Harriet Washington outlined medical apartheid in her book Medical Apartheid: The Dark History of Medical Experimentation on Black Americans from Colonial Times to the Present, in it she explains how Sanger backed the field of eugenics and saw birth control as an innovative means to medically reduce/or limit the abilities of certain populations to reproduce, hence the Negro Project. Merging her American Birth Control League and the Birth Control Federation of America (BCFA), in 1939, the Negro Project was created with the goal of opening family planning centres in regions densely populated by black Americans, to conduct birth control experiments and medically limit reproduction.
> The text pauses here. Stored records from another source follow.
PR #373, opened 2014-10-11
adds ex_security_group_ids to ec2 in order to be able to launch nodes with security groups on a VPC

Itxaka:
Due to amazon having a different param for the security groups on an instance launched on a VPC and libcloud already supports VPCs (ex_subnet) this is the piece is missing to support the security groups on a VPC node
- adds a ex_security_group_ids kwarg which is a list of security group ids
- checks for the existence of ex_subnet if ex_security_group_ids is called, as it depends on it to make sense
- adds a test to see if the params are being constructed correctly

EC2 API page: http://docs.aws.amazon.com/AWSEC2/latest/APIReference/ApiReference-query-RunInstances.html

```
SecurityGroupId.n
One or more security group IDs. You can create a security group using CreateSecurityGroup.
Type: String
Default: Amazon EC2 uses the default security group.
Required: No
```

```
SecurityGroup.n
[EC2-Classic, default VPC] One or more security group names. For a nondefault VPC, you must use SecurityGroupId.n.
Type: String
Default: Amazon EC2 uses the default security group.
Required: No
```

### DIFF
--- a/libcloud/compute/drivers/ec2.py
+++ b/libcloud/compute/drivers/ec2.py
@@ -2135,6 +2135,10 @@ class BaseEC2NodeDriver(NodeDriver):
                                         assign to the node.
         :type       ex_security_groups:   ``list``
 
+        :keyword    ex_security_group_ids: A list of ids of security groups to
+                                        assign to the node.[for VPC nodes only]
+        :type       ex_security_group_ids:   ``list``
+
         :keyword    ex_metadata: Key/Value metadata to associate with a node
         :type       ex_metadata: ``dict``
 
@@ -2186,6 +2190,20 @@ class BaseEC2NodeDriver(NodeDriver):
             for sig in range(len(security_groups)):
                 params['SecurityGroup.%d' % (sig + 1,)] =\
                     security_groups[sig]
+
+        if 'ex_security_group_ids' in kwargs and not 'ex_subnet' in kwargs:
+            raise ValueError('You can only supply ex_security_group_id'
+                             ' combinated with ex_subnet')
+
+        security_group_id = kwargs.get('ex_security_group_ids', None)
+
+        if security_group_id:
+            if not isinstance(security_group_id, (tuple, list)):
+                security_group_id = [security_group_id]
+
+            for sig in range(len(security_group_id)):
+                params['SecurityGroupId.%d' % (sig + 1,)] =\
+                    security_group_id[sig]
 
         if 'location' in kwargs:
             availability_zone = getattr(kwargs['location'],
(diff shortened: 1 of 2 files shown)


Itxaka:
@Kami :) :shipit:

libcloud/compute/drivers/ec2.py
```diff
@@ -2187,6 +2191,20 @@ def create_node(self, **kwargs):
                 params['SecurityGroup.%d' % (sig + 1,)] =\
                     security_groups[sig]
 
+        if 'ex_security_group_ids' in kwargs and 'ex_subnet' not in kwargs:
+            raise ValueError('You can only supply ex_security_group_id'
+                             ' combinated with ex_subnet')
+
+        security_group_id = kwargs.get('ex_security_group_ids', None)
```
Kami: This variable stores a list so it should be called `security_group_ids`.

libcloud/test/compute/test_ec2.py
```diff
@@ -871,6 +872,22 @@ def test_create_node_ex_security_groups(self):
                           ex_securitygroup=security_groups,
                           ex_security_groups=security_groups)
 
+    def test_create_node_ex_security_group_id(self):
```
Kami: Also needs a test case for edge case (when user specifies `ex_security_group_ids`, but not `ex_subnet`).

libcloud/compute/drivers/ec2.py
```diff
@@ -2135,6 +2135,10 @@ def create_node(self, **kwargs):
                                         assign to the node.
         :type       ex_security_groups:   ``list``
 
+        :keyword    ex_security_group_ids: A list of ids of security groups to
```
Kami, line 2138: Edit: Ignore this comment - pr description already addresses it.

It's just unfortunate that existing argument is called `ex_security_groups` instead of `ex_security_group_names`.

libcloud/test/compute/test_ec2.py
Itxaka: I tried but could not catch the Exception with self.assertRaises, it actually raised the Exception. Will look into this.

Kami: That's probably because you were actually calling the method yourself and not just passing a callable to `assertRaises` (you should only pass callable + arguments to assertRaises and let assetRaises call the callable).

For example:

``` python
self.assertRaises(ValueError, myfunc(blah, foo=bar))
```

Not good because you are calling the function yourself.

For example:

``` python
self.assertRaises(ValueError, myfunc, blah, foo=bar)
```

Good - you are letting assertRaises call the function and intercept the exceptions.

Itxaka:
@Kami ?

Kami:
@Itxaka Sorry for the delay.

I will have a look later today and hopefully also get it merged then.

Kami:
LGTM. Patch has been merged into trunk.

Thanks.

PR #374, opened 2014-10-16
Use backports.ssl_match_hostname, instead of having our own logic

alex:


Kami:
Changes look good to me.

I need to some more testing and if everything works OK, I will go ahead and merge it into trunk as soon as 0.16.0 release is out.

PR #377, opened 2014-10-20
CLOUDSTACK: Minor fix for start-vm option

boul:
Is not None vs is not False, as suggested.


Kami:
Merged into trunk. Thanks.

PR #379, opened 2014-10-27
GCE: fix GCE internal auth

erjohnso:
@Kami - Very sorry, but I think with the merge trouble we were having on LIBCLOUD-625[1], I must have goofed on one of conflicts.  This minor change fixes LIBCLOUD-625.

[1] https://github.com/apache/libcloud/commit/20d977075117f05a0d8cd8ceb91c4dfcd93a7766

### DIFF
--- a/libcloud/common/google.py
+++ b/libcloud/common/google.py
@@ -111,7 +111,7 @@ def _get_gce_metadata(path=''):
     try:
         url = "http://metadata/computeMetadata/v1/" + path.lstrip('/')
         headers = {'Metadata-Flavor': 'Google'}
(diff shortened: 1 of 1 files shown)


Kami:
@erjohnso No problem and it was probably my fault - I've added a `method` argument to the `get_response_object` function shortly after telling you that you should use this method, so you probably haven't noticed my change.

If nothing else, this is also a good example why defaulting to keyword arguments is usually a good idea :)

Anyway, this has been merged into master. Thanks.

erjohnso:
Thanks @Kami !

PR #380, opened 2014-10-31
Correcting parameter names

gomezgoiri:
The section "I get Could not find specified endpoint error" contained incorrect parameter names: "ex_service__" instead of "ex_force_service__".


Kami:
Good catch. Patch merged into trunk - thanks!

PR #382, opened 2014-11-07
CLOUDSTACK: Add option to expunge vm on destroy

boul:


libcloud/compute/drivers/cloudstack.py
```diff
@@ -1034,15 +1034,27 @@ def _create_args_to_params(self, node, **kwargs):
...
         return server_params
 
-    def destroy_node(self, node):
+    def destroy_node(self, node, ex_expunge=None):
         """
         @inherits: :class:`NodeDriver.reboot_node`
         :type node: :class:`CloudStackNode`
 
+        :keyword    ex_expunge: If true is passed, the vm is expunged
+                                immediately. False by default.
```
sebgoa, line 1043: might be better to set it to False by default then, and check if it's True before passing it.

Kami, line 1043: Yeah, the docstring even says it defaults to `False`.

boul:
Check, changed the default to be False and only passing the arg when True as Cloudstack defaults to False so there is no need to send False to Cloudstack, this way it should also work with older CS versions which do not expose this feature.

libcloud/compute/drivers/cloudstack.py
```diff
@@ -1034,15 +1034,27 @@ def _create_args_to_params(self, node, **kwargs):
...
+        :type       ex_expunge: ``bool``
+
         :rtype: ``bool``
         """
+
+        args = {
+            'id': node.id,
+        }
+
+        if ex_expunge is not False:
```
sebgoa: even better with:

if ex_expunge:

boul: Less is more :) Done.

PR #385, opened 2014-11-10
[LIBCLOUD-632] Added images from ubuntu-os-cloud image project

dagi3d:
https://issues.apache.org/jira/browse/LIBCLOUD-632

### DIFF
--- a/libcloud/compute/drivers/gce.py
+++ b/libcloud/compute/drivers/gce.py
@@ -2548,7 +2548,8 @@ class GCENodeDriver(NodeDriver):
                 image = self._match_images('coreos-cloud', partial_name)
             elif partial_name.startswith('opensuse'):
                 image = self._match_images('opensuse-cloud', partial_name)
-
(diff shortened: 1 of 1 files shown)


Kami:
LGTM

/cc @erjohnso

erjohnso:
LGTM too.  @Kami - any chance we can get this merged for 0.16.0?

Kami:
@erjohnso Sadly it's too late for 0.16.0 since the voting thread has already been started.

If it's a critical fix, we can just start a voting thread for 0.16.1 release once the 0.16.0 is out.

Kami:
Merged into trunk. Thanks.

erjohnso:
@Kami - no worries. I wouldn't call it 'critical', but I do suspect users are anxious to begin using Ubuntu on GCE.  I'll look into a patch to allow users to specify the image project so we don't have to keep hard-coding in image projects each time we come out with a new distro.

Thanks for the quick merge!

PR #386, opened 2014-11-10
Added us-east-2 and us-east-3 regions

ZuluPro:
Added new regions to constant VALID_REGIONS.

This list was created in 2012, I made an update.


Kami:
Merged into trunk. Thanks.

PR #387, opened 2014-11-11
Made optional Google token file writing

ZuluPro:
I had an issue where I can't write the token file in home directory.

File reading is made as optional by a try/except IOError.
So I made the same with file writing by change GoogleBaseConnection._write_token_info_to_file() with try/except IOError.

I use this patch in production without trouble.

### DIFF
--- a/libcloud/common/google.py
+++ b/libcloud/common/google.py
@@ -698,10 +698,14 @@ class GoogleBaseConnection(ConnectionUserAndKey, PollingConnection):
         """
         Write token_info to credential file.
         """
-        filename = os.path.realpath(os.path.expanduser(self.credential_file))
-        data = json.dumps(self.token_info)
-        with open(filename, 'w') as f:
-            f.write(data)
+        try:
+            filename = os.path.realpath(os.path.expanduser(
+                self.credential_file))
+            data = json.dumps(self.token_info)
+            with open(filename, 'w') as f:
+                f.write(data)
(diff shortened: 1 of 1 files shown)


Kami:
/cc @erjohnso 

I would personally prefer to allow user to specify if they want the tokens to be cached on the filesystem (e.g. `ex_cache_token=True` argument in the class constructor). I think that's better than quietly swallowing exceptions.

erjohnso:
This could also cause you to trip over API limits and temporarily lock out your access depending on the auth mechanism you're using. Caching/re-using tokens will prevent you from exceeding API limits. So, I'd be concerned that not caching tokens and silently swallowing errors could lead to a very hard to debug situation. See here [https://developers.google.com/accounts/docs/OAuth2]

I haven't tested this, but I suspect you could get the same effect if you chose to use `/dev/null` as your credential file.

I don't think we should go with this approach.  My first suggestion is to dig into why you're seeing IOErrors and fix that issue (NFS mount, bad file permissions, use a different credential file location, etc). If you really want to bypass using a credential file, give the `/dev//null` trick a try.

erjohnso:
@ZuluPro - did you get a chance to dig into root cause of the `IOError`, or try to see if using `/dev/null` is an acceptable workaround?

ZuluPro:
Yes, I think, thx for your time ! I close the request.

PR #388, opened 2014-11-12
Add t2 nodes to us-west-1

ghost:
for some reason these were left out but supported now in the region.


Kami:
Fixed broken tests and merged into trunk. Thanks.

PR #393, opened 2014-11-18
[google compute] adding TargetInstance

erjohnso:
Adding another Google Compute Engine API resource type, TargetInstance. This resource can be used with GCE's ForwardingRules (part of load-balancer) to direct traffic to a specific node (aka instance).

Public docs are: https://cloud.google.com/compute/docs/reference/latest/targetInstances


erjohnso:
/cc @verb 

Also, global IP addresses was just merged in #394

verb:
Thanks for the heads up.  I will rewrite the support for global
forwardingRules to be consistent with the region='global' style introduced
in #394

PR #394, opened 2014-11-19
[google] global IP addresses

erjohnso:
I should've really added this as part of #390 but didn't catch it until after it had been merged.

Google Compute Engine typically has region-based IP addresses, but with the introduction of HTTP load-balancing, a `global` static IP addresses have been introduced.  This PR is a small change to allow the `GCEAddress` class to allow for 'global' to be specified as the region.

New tests added to ensure both the original 'region-only' and new 'global' addresses are supported.

### DIFF
--- a/libcloud/compute/drivers/gce.py
+++ b/libcloud/compute/drivers/gce.py
@@ -97,8 +97,9 @@ class GCEAddress(UuidMixin):
         return self.driver.ex_destroy_address(address=self)
 
     def __repr__(self):
-        return '<GCEAddress id="%s" name="%s" address="%s">' % (
-            self.id, self.name, self.address)
+        return '<GCEAddress id="%s" name="%s" address="%s" region="%s">' % (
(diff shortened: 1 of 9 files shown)


libcloud/compute/drivers/gce.py
```diff
@@ -97,8 +97,9 @@ def destroy(self):
         return self.driver.ex_destroy_address(address=self)
 
     def __repr__(self):
-        return '<GCEAddress id="%s" name="%s" address="%s">' % (
-            self.id, self.name, self.address)
+        return '<GCEAddress id="%s" name="%s" address="%s" region="%s">' % (
+            self.id, self.name, self.address,
+            (hasattr(self.region, "name") and self.region.name or self.region))
```
Kami, line 102: That's fine for now, but next time, for readability purposes, I would prefer to declare a separate `region` variable in the method and use that.

Kami:
Merged into trunk. Thanks.

PR #1221, opened 2018-07-01
add ex_get_node_details for digitalocean_v2 driver

vdloo:
### Description

Adds ex_get_node_details for the digitalocean_v2 driver. This method already
exists for other drivers like [OpenStack](https://github.com/apache/libcloud/blob/e2e17414dd9e8ba3542e181885ec242b820bfc48/libcloud/compute/drivers/openstack.py#L317).

Right now to list one node object using the DigitalOcean driver you can
run .list_nodes and then filter out the one you need by ID. This works
fine, but once start using that on accounts with many instances (thousands)
that will becomes slow and the chance of encountering API exceptions goes
up and you end up with frequent errors like:

```
return connection.list_nodes()
File "/usr/local/venv/project/src/apache-libcloud/libcloud/compute/drivers/digitalocean.py", line 349, in list_nodes
data = self._paginated_request('/v2/droplets', 'droplets')
File "/usr/local/venv/project/src/apache-libcloud/libcloud/common/digitalocean.py", line 242, in _paginated_request
new_data = self.connection.request(url, params=params)
File "/usr/local/venv/project/src/apache-libcloud/libcloud/common/base.py", line 862, in request
File "/usr/local/venv/project/src/apache-libcloud/libcloud/common/base.py", line 179, in __init__
headers=self.headers)
BaseHTTPError: Server was unable to give you a response. (code: 500)
```

Or also very often:
```
MalformedResponseError: <MalformedResponseException in <project.provisioning.driver.digitalocean.DigitalOcean_v2_NodeDriver object at 0x4f1c290> 'Failed to parse JSON'>: '<!DOCTYPE html>\n<html>\n<head>\n  <title>DigitalOcean - Something went wrong!</
```

Using .ex_get_node_details instead of .list_nodes when you need to retrieve a
node object by droplet ID will make that action faster and less likely to fail.

Example:
```
In [13]: conn.ex_get_node_details('7772242')
Out[13]: <Node: uuid=2aa2a2834970788c565aaf3ccd0b148dd51ce777, name=testnode, state=RUNNING, public_ips=[u'37.123.0.123'], private_ips=[], provider=DigitalOcean ...>
```

### Status

- done, ready for review

### DIFF
--- a/libcloud/compute/drivers/digitalocean.py
+++ b/libcloud/compute/drivers/digitalocean.py
@@ -495,6 +495,20 @@ class DigitalOcean_v2_NodeDriver(DigitalOcean_v2_BaseDriver,
                                       method='DELETE')
         return res.status == httplib.NO_CONTENT
 
+    def ex_get_node_details(self, node_id):
+        """
+        Lists details of the specified server.
+
+        :param       node_id: ID of the node which should be used
+        :type        node_id: ``str``
+
+        :rtype: :class:`Node`
+        """
+        data = self._paginated_request(
+            '/v2/droplets/{}'.format(node_id), 'droplet'
+        )
+        return self._to_node(data)
+
     def ex_create_floating_ip(self, location):
         """
         Create new floating IP reserved to a region.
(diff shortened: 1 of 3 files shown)


pquentin (approved):
Thanks @vdloo! This looks good. Thank you for explaining the motivation, it was interesting to read!

I'll merge this when I get the chance during the next week, but feel free to do it yourself if you want to.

Concerned her actions would be rightly interpreted for what they truly were, Sanger sought the help of religious leaders in the black community like, W.E.B. DuBois, Mary McLeod Bethune, and Rev. Adam Clayton Powell, to deter the public from questioning the true motives behind her clinics. She also haired black doctors, nurses and social workers to join her team. In The Pivot of Civilisation she writes:


The most successful educational approach to the Negro is through a religious appeal … we do not want the word to get out that we want to exterminate the Negro population, and the minister is the man who can straighten out that idea if it occurs to any of their more rebellious members

History often remembers Margaret Sanger as the nurse who opened the first ambiguously named clinic: birth control clinic in Brownsville, Brooklyn, which became Planned Parenthood. She was also one of the first feminists in the suffragette movement. What shouldn't be left out of her credentials is her participation in and support of eugenics, which she detailed in her magazine Women Rebel. Sanger, for her convictions, openly supported the 1927 Buck v. Bell ruling, which gave States the power to forcefully sterilise those regarded "unfit" without their permission and occasionally without their knowledge.

Has eugenics morphed into "Reproductive Technology"?


It isn't farfetched to see the underlying similarities between eugenics and modern-day technologies such as Assisted Reproductive Technologies (ARTs) which permit people to pass on or avoid passing on particular genes to their off springs, including those for chronic disease and, perhaps, height and eye colour in the near future. Prospective parents can now pick the gender of their future child as well as whether or not they want to have twins.

CRISPR, a new gene-editing tool, enables for much more direct modification of embryonic genes. This fast-evolving technology continues to grow in a remarkable manner with little to no regulations, especially in the United States. There is also a significant commercial sector for buying and selling human eggs.


Now, what?


When did man get to decide who is deserving of life and who isn't? Shouldn't we be analysing the issues with reproductive technology from an ethical, social, and policy perspective?